→ Stored data
Issue #1243, opened 2019-08-26
Update password validation in oauth app


bafonins:
#### Summary

After [this PR](https://github.com/TheThingsNetwork/lorawan-stack/pull/1239) password validation in the oauth app does not match the validation rules in the IS.
Related https://github.com/TheThingsNetwork/lorawan-stack/issues/1067

#### Steps to Reproduce

1. Go to the Create Account page in the oauth app
2. Use `āaaAAA123` as a password
3. See client-side validation error

#### What do you see now?

<img width="399" alt="Screenshot 2019-08-26 at 12 28 06" src="https://user-images.githubusercontent.com/16374166/63684391-16855180-c7fd-11e9-8990-116b3b5c561a.png">
<img width="476" alt="Screenshot 2019-08-26 at 12 28 22" src="https://user-images.githubusercontent.com/16374166/63684392-171de800-c7fd-11e9-9ffd-c20c08e8c525.png">

#### What do you want to see instead?

No validation errors.

#### Environment

browser (oauth)

#### How do you propose to implement this?

Extend the password validation rules in the oauth app.
Consider also https://github.com/TheThingsNetwork/lorawan-stack/issues/1067

#### Can you do this yourself and submit a Pull Request?

Yes

Issue #1067, opened 2019-07-29
Make password rules configurable


pgalic96:
#### Summary

We should have a config file that would define the password rules so that they are not hardcoded in the front-end.

#### Why do we need this?

Currently password rules are defined in oauth front-end as `const`. If we change them such that they are config, we can change and extend them independently of the codebase.

#### What is already there? What do you see now?

Password rules are hard-coded in every file where password validation is used.

#### What is missing? What do you want to see?

Config file where all password rules would be defined.

#### Environment

Current master

#### How do you propose to implement this?

Have a config file and include it wherever we need validation.

#### Can you do this yourself and submit a Pull Request?

Yes, or someone else front-end related.

cc @kschiffer

johanstokking:
Please use the IS configured rules; https://github.com/TheThingsNetwork/lorawan-stack/blob/master/pkg/identityserver/identityserver.go#L54-L60

johanstokking:
@pgalic96 _always_ set a milestone

johanstokking:
cc @bafonins

bafonins:
@htdvisser Shall we merge [PasswordRequirements](https://github.com/TheThingsNetwork/lorawan-stack/blob/master/pkg/identityserver/identityserver.go#L54-L60) with [OAuth Config](https://github.com/TheThingsNetwork/lorawan-stack/blob/master/pkg/oauth/server.go#L76-L79) so the oauth server has access to those values and can embed them into `APP_DATA`?

bafonins:
Putting this one on hold until we decide how to properly propagate the is config to the oauth app

jpmeijers:
I was a little baffled by the default password complexity rule:
![image](https://user-images.githubusercontent.com/948278/74590451-3280e780-5017-11ea-8abc-fcfe95749b15.png)

I thought that the modern default complexity rules should be on length, not on special characters as those don't make a password stronger.

See the NIST guidelines, Appendix A:
https://pages.nist.gov/800-63-3/sp800-63b.html#appA

> Research has shown, however, that users respond in very predictable ways to the requirements imposed by composition rules [Policies]. For example, a user that might have chosen “password” as their password would be relatively likely to choose “Password1” if required to include an uppercase letter and a number, or “Password1!” if a symbol is also required.
> 
> Users also express frustration when attempts to create complex passwords are rejected by online services.

johanstokking:
[...]

PR #1244, opened 2019-08-26
Update password validation in oauth app

bafonins:
#### Summary

Closes https://github.com/TheThingsNetwork/lorawan-stack/issues/1243

#### Changes

~- Adapt the `special` regex for password validation in the oauth app~
- Remove password complexity validation from the oauth app.

#### Notes for Reviewers

~@htdvisser Shall we address https://github.com/TheThingsNetwork/lorawan-stack/issues/1067 here as well? If so, shall we just inject [PasswordRequirements](https://github.com/TheThingsNetwork/lorawan-stack/blob/master/pkg/identityserver/identityserver.go#L54-L60) into `window.PAGE_DATA` ?~


bafonins:
> It's actually a bit more complicated since #1239 
I see.

Then I think it makes sense to delegate this type of validation to the backend and validate on the client length, presence and whether passwords match.

> I don't know if we can put it in PAGE_DATA

Will check it

bafonins:
>> I think for now it's fine to remove it from the frontend and leave it to the backend. Of course in the future it could be nice to make it a bit more interactive with some kind of password strength indicator.

> Can you create an issue about this?

Will do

→ REQUIREMENT
Copy out each line of the data in which the word "Shall" appears.

→ REPLY
@htdvisser Shall we merge [PasswordRequirements](https://github.com/TheThingsNetwork/lorawan-stack/blob/master/pkg/identityserver/identityserver.go#L54-L60) with [OAuth Config](https://github.com/TheThingsNetwork/lorawan-stack/blob/master/pkg/oauth/server.go#L76-L79) so the oauth server has access to those values and can embed them into `APP_DATA`?
~@htdvisser Shall we address https://github.com/TheThingsNetwork/lorawan-stack/issues/1067 here as well? If so, shall we just inject [PasswordRequirements](https://github.com/TheThingsNetwork/lorawan-stack/blob/master/pkg/identityserver/identityserver.go#L54-L60) into `window.PAGE_DATA` ?~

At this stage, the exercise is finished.